RewHier

RewHier is a package for taxonomy modification using flattening and rewiring approach that has been proposed in the paper.

All the codes have been tested in windows environment. However, the same code should also work for unix environment provided you have compiled version of liblinear package for unix (in addition you need to copy ovrtrain and ovrpredict file from matlab folder in the liblinear package).

Source code: Code
Dataset : Dataset

Dataset Description

train,validation,test - All dataset used for experiments are in libsvm format.

Input file format

<labelid> <index1:value1> <index2:value2> ...

Example

1 1:0.32 3:0.72 8:1.00 12:0.42
2 1:0.53 5:0.73 9:0.20
...

hierarchy - All hierarchy are represented in edge-list format.

Hierarchy file format

<parentid> <childid>
<parentid> <childid>
...

Example

0 15
0 25
15 22
22 28
...

Readme Description

Model Training and Prediction - Code to train models and make prediction on test instances.
flat: This folder contains code to learn one-vs-rest LR models ignoring hierarchy.
- flat_model_learning.m: learn model parameters.
- flat_test_prediction.m: perform prediction on test datasets.

td_one_vs_all: This folder contains code to learn one-vs-rest LR models in top-down manner.
- td_one_vs_all_model_learning.m: learn model parameters.
- td_one_vs_all_test_prediction.m: perform prediction on test datasets.

td_one_vs_all_level_flatten: This folder contains code to learn one-vs-rest LR models in top-down manner on flattened hierarchy.
- td_one_vs_all_level_flatten_model_learning.m: learn model parameters.
- td_one_vs_all_level_flatten_test_prediction.m: perform prediction on test datasets.

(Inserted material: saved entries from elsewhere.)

PR #198, opened 2019-06-14
Add build pipeline to cleanup old ACR images

### LINKED ISSUE #150: Implement cleanup logic for ACR build staging repositories
Each build in the Docker repositories uses the following pattern.

- Build Phase - build images and push to ACR staging location
- Test Phase - pull images from staging location and run tests
- Publish Phase - published images from staging location to MCR/DH

We don't have logic that cleans up the ACR staging location.  This location filled up recently and I ran a local script to cleanup old repos.  We should have automated tooling that cleans this up.

I don't think this is as simple as adding a cleanup phase to the build.  I think we may want to keep the images around for a time period in case there are issues downstream.  We also have scenarios where we want to support publishing to internal MCR and then release at a later time.  Being able to rerun the publish build phase to publish a specific build to public MCR would be desirable in this scenario.

mthalman:
Fixes #150

### DIFF
--- a/scripts/Invoke-AcrCleanup.ps1
+++ b/scripts/Invoke-AcrCleanup.ps1
@@ -61,3 +61,4 @@ foreach ($deletedRepo in $deletedRepos) {
 
 Write-Host ""
 Write-Host "Total repositories deleted: $($deletedRepos.Count)"
+Write-Host "Total repositories remaining: $($repos.Count - $deletedRepos.Count)"
--- a/scripts/Invoke-AcrCleanup.ps1
+++ b/scripts/Invoke-AcrCleanup.ps1
@@ -1,0 +1,68 @@
+[cmdletbinding(DefaultParameterSetName=$null)]
+param(
+    [Parameter(Mandatory = $true)]
+    [string]
+    $RegistryName,
+
+    [Parameter(Mandatory = $true)]
+    [string]
+    $SubscriptionId,
+
+    [switch]
+    $WhatIf,
+
+    [string]
+    $ServicePrincipalName,
+
+    [string]
+    $ServicePrincipalPassword,
+
+    [string]
+    $ServicePrincipalTenant
+)
+
+Set-StrictMode -Version Latest
+$ErrorActionPreference = 'Stop'
+
+$suffixIndex = $RegistryName.IndexOf(".azurecr.io")
+if ($suffixIndex -ge 0) {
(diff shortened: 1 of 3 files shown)


scripts/Invoke-AcrCleanup.ps1
```diff
@@ -0,0 +1,61 @@
+[cmdletbinding(DefaultParameterSetName=$null)]
+param(
```
MichaelSimons: We are using a different style in our other PS scripts.  Thoughts on using a more compact consistent style for the parameters?

scripts/Invoke-AcrCleanup.ps1
```diff
@@ -0,0 +1,61 @@
...
+Write-Host ""
+$repos = az acr repository list --name $RegistryName | ConvertFrom-Json
+
+foreach ($repoName in $repos) {
+    Write-Host "Querying repository '$repoName'"
+    $repo = az acr repository show --name $RegistryName --repository $repoName | ConvertFrom-Json
+    $lastUpdateTime = [datetime]$repo.lastUpdateTime
+
+    # If the repo was last updated more than X days ago, delete it
+    if ($lastUpdateTime.AddDays(45) -lt (Get-Date)) {
```
MichaelSimons: 1. I don't think we want to ever delete any of the `public` repo.  We should be safeguarding against this. 
2. 45 days seems like a long time.  What is the size of the repositories less than 45 days old?

mthalman: Why not delete from the public repo?  How would it still be used after this time period?

MichaelSimons: MCR has a feature on their backlog to support deletes.  According to Rohit, the feature has a requirement that you have the image stored in your ACR to be able to delete it.

scripts/Invoke-AcrCleanup.ps1
```diff
@@ -43,26 +30,34 @@ if ($ServicePrincipalName) {
...
+Write-Host "SUMMARY"
+Write-Host "======="
+Write-Host "Deleted repositories:"
+
+foreach ($deletedRepo in $deletedRepos) {
+    Write-Host $deletedRepo
+}
+
+Write-Host ""
+Write-Host "Total repositories deleted: $($deletedRepos.Count)"
```
MichaelSimons: I could see it being useful to also emit the total repositories remaining.

PR #212, opened 2019-06-20
Add build schedule for ACR cleanup build

mthalman:
Set the build to run every night.

### DIFF
--- a/eng/pipelines/cleanup-acr-images.yml
+++ b/eng/pipelines/cleanup-acr-images.yml
@@ -4,6 +4,9 @@ pr: none
 schedules:
 - cron: "0 5 * * *"
   displayName: Nightly build
+  branches:
+    include:
+    - master
 
 variables:
 - group: DotNet-Docker-Common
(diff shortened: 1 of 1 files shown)


eng/pipelines/cleanup-acr-images.yml
```diff
@@ -1,6 +1,10 @@
 trigger: none
 pr: none
 
+schedules:
+- cron: "0 5 * * *"
```
MichaelSimons:
```suggestion
- cron: "0 0 * * *"
```

Consider pushing this into the night.  I'd be willing to bet the workload at 5 is pretty high.

mthalman: This is what I was unsure about.  I was assuming this time was UTC which means it would be midnight in Central time.

MichaelSimons: You are right it is UTC time - https://docs.microsoft.com/en-us/azure/devops/pipelines/build/triggers?tabs=yaml&view=azure-devops#scheduled-triggers

> The time zone for cron schedules is UTC, so in these examples, the midnight build and the noon build are at midnight and noon in UTC.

td_one_vs_all_flattening_approach: This folder contains code to learn one-vs-rest LR models in top-down manner on proposed hierarchy.
- td_one_vs_all_flattening_approach_model_learning.m: learn model parameters.
- td_one_vs_all_flattening_approach_test_prediction.m: perform prediction on test datasets.

td_one_vs_all_rewiring_approach: This folder contains code to learn one-vs-rest LR models in top-down manner on proposed hierarchy.
- td_one_vs_all_rewiring_approach_model_learning.m: learn model parameters.
- td_one_vs_all_rewiring_approach_test_prediction.m: perform prediction on test datasets.

Preprocessing - Code to create new hierarchy after flattening and rewiring.
TD-LR method:
- level_file_creation_td.m: creates level file from the cat_hier file. Useful for determining positive and negative examples of the node.

Level flattening method:
- newHierarchy_top_bottom_flattening.m: creates new hierarchy file after flattening top or bottom level.
- newHierarchy_multilevel13_flattening.m: creates new hierarchy file after flattening 1st and 3rd level. (this code has dependency on newHierarchy_top_bottom_flattening.m)
- level_file_creation_top_bottom_flattening.m: creates level file from cat_hier_tlf (top level flattened) or cat_hier_blf (bottom level flattened) file.
- level_file_creation_multilevel13_flattening.m: creates level file from cat_hier_mlf (multiple level flattened).

Proposed method:
- similarityMain.m: main function for computing the cosine similarity of the dataset
- simComputation.m: helper function for cosine similarity computation
- similarPairGrouping: groups most similar pairs
- fscore_computation_proposed_approach.m: creates the f*_n score for each node n.
- nodeLabels.m: creates one to one mapping of the node with f*_n value.
- inconsistentNodeSelection.m: selects inconsistent node for our proposed approach, Level-INR and Global-INR.
- newHierarchy_proposed_method.m: creates new hierarchy file after removing inconsistent node level-wise or globally.
- level_file_creation_proposed_approach.m: creates level file for proposed approach Level-INR or Global-INR.